REFLECT: Elohim spoke the stars into existence. Lift up your eyes and look to the heavens: Who created all these? He who brings out the starry host one by one, and calls them each by name. Because of His great power and mighty strength, not one of them is missing (Isaiah 40:26). Do you think you are more valuable to God than a star? Look at the birds of the air . . . are you not more valuable than they (Matthew 6:26)? If Yeshua calls each star by name, what do you think your new name will be? To those who overcome . . . I will give a new name, known only to those who receive it (Revelation 2:17a).

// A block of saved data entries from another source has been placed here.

PR #940, opened 2015-02-02
New jail: apache-fakegooglebot

leeclemens:
Detects fake googlebot user agents in apache access log


ChangeLog
```diff
@@ -49,6 +50,8 @@ ver. 0.9.2 (2014/XX/XXX) - wanna-be-released
        - empty or "basic" works as-is
        - "cymru" additionally prints (ASN, Country RIR) per banned IP
        - Requires dnspython or dnspython3
+   - New ignorecommand:
+     - apache-fakegooglebot.sh  Thanks Lee Clemens
```
yarikoptic: I don't think it is beneficial to list it here as well.  IMHO New filter entry is sufficient (And you could extend with information on this ignorecommand or just omit it)

config/filter.d/ignorecommands/apache-fakegooglebot.sh
```diff
@@ -0,0 +1,21 @@
+#!/bin/sh
+# Based on: https://isc.sans.edu/forums/diary/When+Google+isnt+Google/15968/
```
yarikoptic: well -- if based, then you would need first to clarify the copyright/license terms with original author.  Otherwise -- recode

config/jail.conf
```diff
@@ -277,6 +277,14 @@ logpath  = %(apache_error_log)s
 maxretry = 2
 
 
+[apache-fakegooglebot]
+
+port     = http,https
+logpath  = %(apache_access_log)s
+maxretry = 1
+ignorecommand = %(ignorecommands_dir)s/apache-fakegooglebot.sh <ip>
```
yarikoptic: as I have mentioned in another issue, better to not ship implementation specific suffixes here (i.e.  remove ```.sh``` from the name of that command i.e. rename the file as well)

config/paths-common.conf
```diff
@@ -61,3 +61,6 @@ dovecot_log = %(syslog_mail_warn)s
 solidpop3d_log = %(syslog_local0)s
 
 mysql_log = %(syslog_daemon)s
+
+# Directory with ignorecommand scripts
+ignorecommands_dir = /etc/fail2ban/filter.d/ignorecommands
```
yarikoptic: what for if it is hardcoded in setup.py anyways... and I guess jail.conf wouldn't be appropriate level anyways (fail2ban.conf would be I Guess... but let's just hardcode for now?)

setup.py
```diff
@@ -96,7 +96,7 @@
 		'bin/fail2ban-client',
 		'bin/fail2ban-server',
 		'bin/fail2ban-regex',
-		'bin/fail2ban-testcases',
+		'bin/fail2ban-testcases'
```
yarikoptic: why?  it was perfectly ok and I usually prefer trailing comma to minimize next diff happen we need to add a new entry

in general -- better to retain only changes related to introduced new functionality in such PRs

leeclemens: Missed this one, it may have been from a refactor

config/filter.d/ignorecommands/apache-fakegooglebot.sh
leeclemens: It is a forum post with no copyright/license terms I could see. I removed the parsing of the log file parts since fail2ban is providing the IP as an argument. What is left is basically just comparing results of `host` and parsing the DNS answer.

ChangeLog
leeclemens: removed

config/jail.conf
leeclemens: Done

config/paths-common.conf
leeclemens: My thought of having it here was so it could be referenced in the jail and changed in one place (not counting setup.py). If three more jails were added that use it, it would reduce the instances to change if need be.

config/filter.d/ignorecommands/apache-fakegooglebot.sh
yarikoptic: ok -- I am rewriting it... ;-)

yarikoptic: https://github.com/leeclemens/fail2ban/pull/1/

yarikoptic: thinking about it, we should have made ignorecommand more generic, just requiring specification as "command <IP>" and any other options. then we could just create this generic helper "ignoreifnamematching" which would get a hostname pattern as the first argument and IP as the 2nd, i.e. ```ignoreifnamematching 'crawl-.*\.googlebot\.com' <IP>``` and be done but also scale easily for other similar cases... what do you think?

yarikoptic: NB that long ugly cmd name in above is just the first thing which came into my mind ;)

config/paths-common.conf
yarikoptic: ah -- gotcha, thanks for explanation, makes sense indeed !

config/filter.d/ignorecommands/apache-fakegooglebot.sh
leeclemens: It's interesting to make it more generic, I'm trying to think of a use-case where similar matching makes sense (smtp comes to mind, but that's built in and configurable mostly within the MTA).

I'm inclined to suggest, if someone uses the same logic of rDNS name matching in the future, we should abstract them to reduce duplicate code in ignorecommands scripts. I'm afraid creating a new argument name (and implementing its appropriate getters/setters/testcases) with only one implementation creates more sprawl than it hopes to prevent. Just my two cents thinking about it initially.

leeclemens:
coverage was 91.86% and now says it DECREASED to 91.89% ?

setup.py
```diff
@@ -124,6 +124,9 @@
 		('/etc/fail2ban/filter.d',
 			glob("config/filter.d/*.conf")
 		),
+		('/etc/fail2ban/filter.d/ignorecommands',
+			glob("config/filter.d/ignorecommands/*")
+		),
```
yarikoptic: and may be we should adjust MANIFEST*'s?

leeclemens: Added to both, broader question - should MANIFEST be in version control at all?

yarikoptic: let it be there for now ;)

yarikoptic:
I am ok to merge this one, unless any other @fail2ban/developers has any reservation/further comments.

setup.py
leeclemens: fair enough :)

config/filter.d/ignorecommands/apache-fakegooglebot.sh
leeclemens: Worth noting I like the idea of doing it all in python, the thought of an external command kept me from seeing that as a better solution.

yarikoptic:
ok -- no concerns, so let's go!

And God said marks the beginning of a second day where the LORD separated the sky from the sea. Notice once again that God accomplished His work by simply speaking it. He commanded: Let there be an expanse between the waters to separate water from water (1:6). He is Elohim, the God of creation. Basically, He commanded the water to separate and He placed an expanse between the water that remained on the earth and the water above. ADONAI called the expanse sky.20

The verb underlying expanse (raqia) means something that is spread out, either by stretching it out like a tent (Psalm 104:2) or hammering it out like metal (Exodus 39:3), specifically, the stretching out of the earth at creation (Psalm 136:6; Isaiah 42:5, 44:24), or the spreading out of the sky (Job 37:18). In Isaiah 40:19 the meaning is to overlay or plate with gold.21

Separated by this expanse, or atmosphere, the two bodies of water were ready to sustain life on the earth. The water above the expanse probably constituted a vast blanket of water vapor. This water canopy would be transparent in order to give light on the earth and let the sun and the moon serve as signs to mark seasons and days and years (1:14-15). Even in immeasurable amounts, water vapor is visible and a vapor canopy could sustain life on the earth in a spectacular way. This might explain why prior to the Flood it was common for humans to live as long as nine hundred years. According to this hypothesis, the water canopy shielded people from the sun’s more harmful rays, regulated the climate at a perfect temperature, and provided other benefits that increased the longevity of life on the earth. But at the Flood, according to this theory, that canopy fell, the floodgates of the heavens were opened (Isaiah 24:18; Psalm 78:23) drowning all those on the earth.22 However, it will apparently be restored in the Messianic Kingdom and in the new earth that God will create. The psalmist says: Praise Him, you highest heavens and you waters above the skies. He set them in place for ever and ever; He gave a decree that will never pass away (Psalm 148:4 and 6).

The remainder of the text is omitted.